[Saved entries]
--- START ---
PR #74, opened 2015-11-05
bug-4137 enable possibility to predefine variables

atodorov-storpool:
This is proposition for a general solution for solving bug #4137

For example on CentOS 7 to create XFS filesystem on block device set in the environment or befo the script is called:

MKFS="sudo /sbin/mkfs"


jfontan:
Cherry pick to one-4.14 and master branches. Thanks!

PR #75, opened 2015-11-05
When monitoring ceph disks, prefers `rbd ls` to `rbd info`.

pariviere:
`rbs ls` produces lots of useless IOPS. `rbd info` should be prefered
even if it means more rbd calls (results can not be cached as with `rbd ls`)

---

I don't realy know if the `overlap` value if revelant for snapshot size but in my case it matches

### DIFF
--- a/src/vmm_mad/remotes/poll_xen_kvm.rb
+++ b/src/vmm_mad/remotes/poll_xen_kvm.rb
@@ -342,26 +342,24 @@ module KVM
                 pool, image = name.split('/')
                 disk_id = image.split('-')[-1].to_i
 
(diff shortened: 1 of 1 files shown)


a-nldisr:
+1 
Our ceph cluster went from 2-8k ops to 60k ops due to 4.14 release. We applied this patch but it should have been in official release at start.

a-nldisr:
wow... just, wow.

rsmontero:
This has been greatly improved since 4.14 release. Recent versions of Opennebula do not use rbd info, but the overall strategy has changed, so the monitor process is not executed for every single VM from different hypervisors. It is now a single monitor thread for the pool, that uses ceph df to gather the information.

PR #76, opened 2015-11-08
allow block devices for SYSTEM_DS images

atodorov-storpool:
There are block devices that can be used as system datastore like:

CLVM
iSCSI
StorPool

This patch is in need to test and develop our addon against the 'master' branch.
Probably better solution is to have the list of supported devices as list in the configuration files.

### DIFF
--- a/src/datastore/Datastore.cc
+++ b/src/datastore/Datastore.cc
@@ -344,12 +344,12 @@ int Datastore::set_ds_disk_type(string& s_dt, string& error)
             {
                 //Valid disk types for System DS
                 case Image::FILE:
+                case Image::BLOCK:
                 case Image::RBD:
                     break;
 
                 case Image::GLUSTER:
                 case Image::SHEEPDOG:
-                case Image::BLOCK:
                 case Image::CD_ROM:
                 case Image::RBD_CDROM:
                 case Image::SHEEPDOG_CDROM:


rsmontero:
Hi

We have just merge some functionality (branch feature-3987) to deal use Ceph as a System DS. The patch allow to use volatile disks as Ceph volumes. The changes are basically:

- Volatile disks get DS attributes (inherited) so you can get DISK_TYPE in the volatile disk to tune the mkfs actions.
- restore/save actions got TM hooks. So restore.<tm_mad> is call before restoring and same for save. You can use this to put the checkpoint in storpool 
- System DS monitor has been improved. (shared System DS are monitored once from the front-end/BRIDGE_LIST you need a monitor script in the TM directory)
- There is a new attribute ds_migrate to enable/disable system ds migrations.

Could you check against the current HEAD at master and see if the changes suits storpool driver. Any feedback will be more than welcome!

Going back to the patch, we introduced the GLUSTER, RBD, SHEEPDOG to deal with deployment file generation. Currently the block devices are managed through links qemu uses the devices through this links... so I am not sure about this patch.

THANKS 

Ruben

atodorov-storpool:
Hi Ruben,

Thank you for your prompt response.

Somehow I've missed the possibility to get DS attributes. I'll test it and report back. I was concerned is it a repeat of the disk polling case where I am patching vmm/kvm/poll to enable reporting for StorPool.
Anyway I like the SYSTEM_DS support because it will enlighten some dark magic I am doing in our driver to enable context and volatile disks on StorPool for 4.12+ and we have customer using it :)

Cheers
Anton

PR #79, opened 2015-12-29
fix ISO symlink for VMware CDROMs

atodorov-storpool:
While digging another issue, I've spot that when there is SYSTEM_DS migration (at least on the shared TM_MAD) the symlink became broken because it is pointing to the absolute path, which is not available after the migration.

The proposed patch is creating the symlink relative so there is no issue when the absolute path is changed.

The patch is against current master branch but the issue exists in the current stable (4.14.2) too.


rsmontero:
Thanks!

PR #80, opened 2015-12-30
fix ssh_make_path function

atodorov-storpool:
Check against exec rc from the ssh session.


rsmontero:
Thanks, it's clearer after the patch

PR #84, opened 2016-02-16
Bug #4337: IP spoofing filters DHCP communication

vholer:
Don't filter UDP DHCP traffic from 0.0.0.0/32 port 68 to
255.255.255.255/32 port 67.


jmelis:
thanks!

PR #85, opened 2016-02-22
Fixed restart-sched in opennebula init script

arax:
Fixing wrong use of `do_start` in restart-sched routine.


rsmontero:
Thanks!

This is now in master +  one-4.14 branches

PR #86, opened 2016-03-02
Proposal: changing lvremove behavior

apocas:
PROPOSAL:
lvremove -f can lead to race conditions at udev making all the lvm commands to hang indefinitely.

Nowadays lvm defaults to retry_deactivation = 1 at lvm.conf, which lvremove uses and theoretically should mitigate this.
However I recently had issues even with retry_deactivation.

Probably a safer bet is to deactivate the volume before removing it, if the deactivation fails the removal process should fail.
This way even if the -f behavior change in the future we will be OK.

In OpenNebula's lvm use case this shouldn't have side effects, however feedback is needed on this.


rsmontero:
Hi Pedro

Thanks for this !!!! we are going to merge this together with your contribution to get rid of cLVM in pull request #72 

Cheers

ccesario:
Nice PR, this fix my problem related to Instance remove process when using fs_lvm. 
The instance is removed, but the Logical volume remain, then it is needed remove Logical volume manually. With this patch, the Instance and Logical Volumes are removed as expected.

rsmontero:
Seems this is no longer needed

PR #403, opened 2018-06-11
Bump patchlevel to 2.2.5

adamwight:


adamwight:
Self-merging version increment

PR #406, opened 2018-07-18
Start of using mwbase instead of pywikibase in wikibase parts

Ladsgroup:
Sitelinks and things related to claims will be complex, let's start with this

Bug: T194758


Ladsgroup:
https://github.com/mediawiki-utilities/python-mwbase/pull/2 will fix this breakage.

Ladsgroup:
It still fails :/

halfak:
Finally, this *should* be ready.

Ladsgroup:
We need to make sure we rebuild our models (and adjust our features in editqaulity and itemquality) before deploying this to prod.

PR #408, opened 2018-08-02
Joblib pickling

adamwight:


adamwight:
This is very interesting,
> joblib also makes it possible to memory map the data buffer of a uncompressed joblib-pickled numpy array when loading it which makes it possible to share memory between processes.

Note that my patch won't do this cos it's currently compressing.

adamwight:
Benchmarks: http://gael-varoquaux.info/programming/new_low-overhead_persistence_in_joblib_for_big_data.html

halfak:
I dug into this and left some notes on the phab task.  Essentially, we shouldn't use joblib, we should instead use cloudpickle, the library that joblib uses.

PR #409, opened 2018-08-07
API changes to use the new MCR-aware params and format

adamwight:
Bug: T201332


halfak:
Looks good to me but I don't have time to test it.

halfak:
Confirmed that it works in practice!

PR #419, opened 2018-12-21
Make basic datasources all json-serializable

Ladsgroup:
Bug: T206333

### DIFF
--- a/revscoring/datasources/meta/timestamp.py
+++ b/revscoring/datasources/meta/timestamp.py
@@ -1,0 +1,30 @@
+"""
+These meta-datasources operate on :class:`revscoring.Datasource`'s that
+return `mwtypes.Timestamp` of the given string.
+
+.. autoclass:: revscoring.datasources.meta.timestamp.Timestamp
+"""
+import mwtypes
+
+from ..datasource import Datasource
+
+MW_REGISTRATION_EPOCH = '2006-01-01T00:00:00Z'
+
+
+class Timestamp(Datasource):
+    """
+    Generates a mwtypes.Timestamp of the given string
+
+    :Parameters:
+        timestamp_str : `str`
+            Timestamp string in ISO format.
+        name : `str`
+            A name for the datasource.
+    """
+
+    def __init__(self, timestamp_str, name=None):
+        super().__init__(name, self.process,
+                         depends_on=[timestamp_str])
+
+    def process(self, timestamp_str):
+        return mwtypes.Timestamp(timestamp_str or MW_REGISTRATION_EPOCH)
--- a/revscoring/datasources/revision_oriented.py
+++ b/revscoring/datasources/revision_oriented.py
@@ -32,9 +32,11 @@ Supporting classes
     :member-order: bysource
 
 """
+import mwtypes
+
 from ..dependencies import DependentSet
+from ..dependencies.util import or_none
 from .datasource import Datasource
-from .meta.timestamp import Timestamp
 
 
 class Revision(DependentSet):
@@ -57,7 +59,9 @@ class Revision(DependentSet):
         "`int` : Revision ID"
         self.timestamp_str = Datasource(name + ".timestamp_str")
         "`str` : Timestamp the revision was saved in ISO format"
-        self.timestamp = Timestamp(self.timestamp_str, name + ".timestamp")
+        self.timestamp = Datasource(
+            name + ".timestamp", or_none(mwtypes.Timestamp),
+            depends_on=[self.timestamp_str])
         ":class:`mwtypes.Timestamp`: Timestamp the revision was saved"
         self.comment = Datasource(name + ".comment")
         "`str` : The comment saved with the revision"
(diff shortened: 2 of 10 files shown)


halfak:
We should probably call these something like "timestamp_str" and then we can implement "timestamp" on top.

The biggest question I'm considering is whether we should allow dependencies to exist in the basic data types.  E.g. we could have something like this:
```
self.timestamp_str = Datasource(name + ".timestamp_str")
"`str` : Timestamp the revision was saved in ISO format"

self.timestamp = Datasource(
    name + ".timestamp", mwtypes.Timestamp, depends_on=[self.timestamp_str])
":class:`mwtypes.Timestamp` : Timestamp the revision was saved"	         
```

This would ensure that the root is always trivially JSON serializable and it would preserve backwards compatibility and the convenience that mwtypes.Timestamp provides.  What do you think?

Ladsgroup:
> We should probably call these something like "timestamp_str" and then we can implement "timestamp" on top.
> 
> The biggest question I'm considering is whether we should allow dependencies to exist in the basic data types. E.g. we could have something like this:
> 
> ```
> self.timestamp_str = Datasource(name + ".timestamp_str")
> "`str` : Timestamp the revision was saved in ISO format"
> 
> self.timestamp = Datasource(
>     name + ".timestamp", mwtypes.Timestamp, depends_on=[self.timestamp_str])
> ":class:`mwtypes.Timestamp` : Timestamp the revision was saved"	         
> ```
> 
> This would ensure that the root is always trivially JSON serializable and it would preserve backwards compatibility and the convenience that mwtypes.Timestamp provides. What do you think?

I tries to implement your suggestion. Take a look.

revscoring/datasources/meta/timestamp.py
```diff
@@ -0,0 +1,30 @@
...
+.. autoclass:: revscoring.datasources.meta.timestamp.Timestamp
+"""
+import mwtypes
+
+from ..datasource import Datasource
+
+MW_REGISTRATION_EPOCH = '2006-01-01T00:00:00Z'
+
+
+class Timestamp(Datasource):
```
halfak: All other meta datasources are lower case and do something a bit more general.  I wonder what is the advantage to this as opposed to:

```
my_datasource = Datasource("my_datasource", process=mwtypes.Timestamp, depends_on=[my_datasource])
```

revscoring/datasources/revision_oriented.py
```diff
@@ -54,8 +55,10 @@ def __init__(self, name,
 
         self.id = Datasource(name + ".id")
         "`int` : Revision ID"
-        self.timestamp = Datasource(name + ".timestamp")
-        ":class:`mwtypes.Timestamp` : Timestamp the revision was saved"
+        self.timestamp_str = Datasource(name + ".timestamp_str")
+        "`str` : Timestamp the revision was saved in ISO format"
+        self.timestamp = Timestamp(self.timestamp_str, name + ".timestamp")
+        ":class:`mwtypes.Timestamp`: Timestamp the revision was saved"
```
halfak: We don't implement any dependencies in datasources.revision_oriented except for this one.  It seems to break the pattern.  I think we can have `timestamp` be here and `timestamp_str` exist inside of the dependencies injected by `api.Extractor`.

revscoring/extractors/api/revision_oriented.py
```diff
@@ -18,9 +16,8 @@ def __init__(self, revision, extractor, rev_doc, id_datasource=None):
 
         self.id = id_datasource or key('revid', rev_doc, name=revision.id.name)
 
-        self.timestamp = key('timestamp', rev_doc,
-                             name=revision.timestamp.name,
-                             apply=mwtypes.Timestamp)
+        self.timestamp_str = key('timestamp', rev_doc,
+                                 name=revision.timestamp.name)
```
halfak: We could implement the timestamp dependency on timestamp_str here.

halfak:
It looks like I was confusing with my last general message about timestamp_str.  I'll take another pass on this change to implement the solution I had in mind.

halfak:
Actually after digging for a while, I think this might be the best option after all.   I'm still looking into good alternatives, but there may be none better than putting "timestamp_str" in `revision_oriented`

revscoring/features/temporal/tests/test_revision_oriented.py
```diff
@@ -4,7 +4,10 @@
 
 from ....datasources import revision_oriented
 from ....dependencies import solve
-from ..revision_oriented import MW_REGISTRATION_EPOCH, revision
+from ..revision_oriented import revision
+
+
+MW_REGISTRATION_EPOCH = Timestamp("2006-01-01T00:00:00Z")
```
halfak: ???

revscoring/features/temporal/revision_oriented.py
```diff
@@ -1,15 +1,12 @@
...
 
-import mwtypes
-
 from pytz import utc
 
 from ...datasources import revision_oriented
 from ...dependencies import DependentSet
 from ..feature import Feature
 
-MW_REGISTRATION_EPOCH = mwtypes.Timestamp("2006-01-01T00:00:00Z")
```
halfak: Why?

halfak:
I pushed a change, but it didn't do very much.  I fixed up some feature naming stuff in the extractor datasources.  I also put the MW_REGISTRATION_EPOCH back the way it was before and moved a nice utility function into dependencies ("or_none").

PR #422, opened 2019-01-23
Allow API extractor to fetch deleted revisions

mariushoch:
Superficially tested


mariushoch:
I need this to run `revscoring extract` for draftquality (which features a lot of deleted revisions in its dataset).

PR #425, opened 2019-01-28
Use sklearn.model_selection instead of sklearn.cross_validation

Ladsgroup:
It's deprecated, see https://github.com/udacity/machine-learning/issues/202

Bug: T192412


Ladsgroup:
BTW: https://scikit-learn.org/stable/modules/generated/sklearn.model_selection.KFold.html

PR #423, opened 2019-01-23
api extractor: Don't try to "set" & "list"

mariushoch:
TypeError: unsupported operand type(s) for &: 'set' and 'list'

Caused by c1da24de09abc3d68275524caefbbb5666309ad2

PR #427, opened 2019-01-30
Make sure all_dependents variable is being used as a set

Ladsgroup:
Bug: T206333

### DIFF
--- a/revscoring/extractors/api/extractor.py
+++ b/revscoring/extractors/api/extractor.py
@@ -107,7 +107,7 @@ class Extractor(BaseExtractor):
         errored = {}
 
         # Build up caches for data that can be queried in batch
-        if self.revision & all_dependents:
+        if self.revision & set(all_dependents):
             rvprop = set(REV_PROPS)
             if self.revision.text in all_dependents:
                 rvprop.add('content')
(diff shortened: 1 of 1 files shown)


mariushoch:
I have an alternative up at #423 where I switched these from using the bitwise `&` to `and`.

Ladsgroup:
I'm not sure it would work. Generally speaking, and is different from & between sets. E.g. 
```
self.revision = set(123)
all_dependents = set(234)
```
Will give true for "and" and give false for &. I don't know exact values of these variables to judge fully though so I went with conservative approach.

halfak:
I'm confused.  It seem that `all_dependents` is turned into a list at https://github.com/wikimedia/revscoring/blob/e46c3fcbeeba9a348aa3e9b0fb7098e10dc70a23/revscoring/extractors/api/extractor.py#L97

Then in this version of the code, we regularly convert it back to a set in order to perform set operations.  Why not just leave it as a set and convert it to a list when a list is needed?  E.g. https://github.com/wikimedia/revscoring/blob/e46c3fcbeeba9a348aa3e9b0fb7098e10dc70a23/revscoring/extractors/api/extractor.py#L219

Ladsgroup:
Hmm, that sounds okay to me. Made #429

halfak:
@Ladsgroup please delete if you're done with this.

PR #428, opened 2019-02-01
Properly set Datasource/Feature names for b/c aliases

mariushoch:
Otherwise DependentSet will complain about the duplicate names.

https://phabricator.wikimedia.org/T214979


halfak:
This is a good way to get rid of the warnings.  I don't like how it is substantially more verbose.  The features are intended to be identical and that's on purpose.  BUT, I don't see a better option right now.  Maybe we could create a special datasource/feature called `Identity()` that only take a dependent and a new name for the dependent value.  Either way, this is good for now.

PR #430, opened 2019-02-04
Turn members of dependents to string value

Ladsgroup:
Revscoring still understands it

Bug: T206333


halfak:
```
>>> from revscoring.datasources import revision_oriented as ro
>>> ro.revision
{revision}
>>> ro.revision.text in ro.revision
True
>>> str(ro.revision.text) in ro.revision
True
>>> {ro.revision.text} & set(ro.revision)
{<datasource.revision.text>}
>>> {str(ro.revision.text)} & set(ro.revision)
{'datasource.revision.text'}
```

Looks good to me.  The strings should be interchange-able so long as we're not expecting to solve anything in "all_dependents" which I'm pretty sure we're not.

PR #442, opened 2019-07-03
updated the versions of numpy,scipy & scikit-learn

urstrulykkr:
I had updated according to the latest versions of those specified libraries, according to SemVer.
Requesting to get it review my commit.


urstrulykkr:
@halfak  I made my patch, hoping to recieve your kind reviews on it :)

requirements.txt
```diff
@@ -12,12 +12,12 @@ mwtypes >= 0.2.0, < 0.3.999
 mwparserfromhell >= 0.5.1, < 0.5.999
 mysqltsv >= 0.0.7, < 0.0.999
 nltk >= 3.0.0, < 3.0.999
-numpy >= 1.14.0, < 1.14.999
+numpy >= 1.16.2, < 2.0.999
```
halfak: I think we'll want to stay within minor version for these ranges.  E.g. `numpy >= 1.16.2, < 1.6.999`.  See https://semver.org/ for the meaning of these numbers.

urstrulykkr: cool. Will apply the review made :)

urstrulykkr: In here `E.g. numpy >= 1.16.2, < 1.6.999` it should be  <1.16.999 right ?

urstrulykkr:
Thanks a lot for your patience and time.
That makes my 3rd patch to Wikimedia :)

Best
Kaushik.

PR #456, opened 2019-11-21
Add two bad words in languages/serbian.py

zoranzoki21:


halfak:
Looks great!  Thank you.

PR #5717, opened 2025-07-23
fix: lottie-preview to build correctly in circleci []

ryunsong-contentful:
## Purpose

https://github.com/user-attachments/assets/43cb14f9-8ebf-4c80-92d3-7748b9f21fd2


apps/lottie-preview/src/components/modals/LottiePreviewModal.tsx
```diff
@@ -1,9 +1,8 @@
-import React from 'react';
+
```
sam-is-content, line 1: nit: remove?

sam-is-content (approved):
--- END ---
• Task prompt
From the line that has "PR #406, opened 2018-07-18" through the line that has "This is very", copy every line exactly as it appears above, and leave out all others.

• Your response
PR #406, opened 2018-07-18
Start of using mwbase instead of pywikibase in wikibase parts

Ladsgroup:
Sitelinks and things related to claims will be complex, let's start with this

Bug: T194758


Ladsgroup:
https://github.com/mediawiki-utilities/python-mwbase/pull/2 will fix this breakage.

Ladsgroup:
It still fails :/

halfak:
Finally, this *should* be ready.

Ladsgroup:
We need to make sure we rebuild our models (and adjust our features in editqaulity and itemquality) before deploying this to prod.

PR #408, opened 2018-08-02
Joblib pickling

adamwight:


adamwight:
This is very interesting,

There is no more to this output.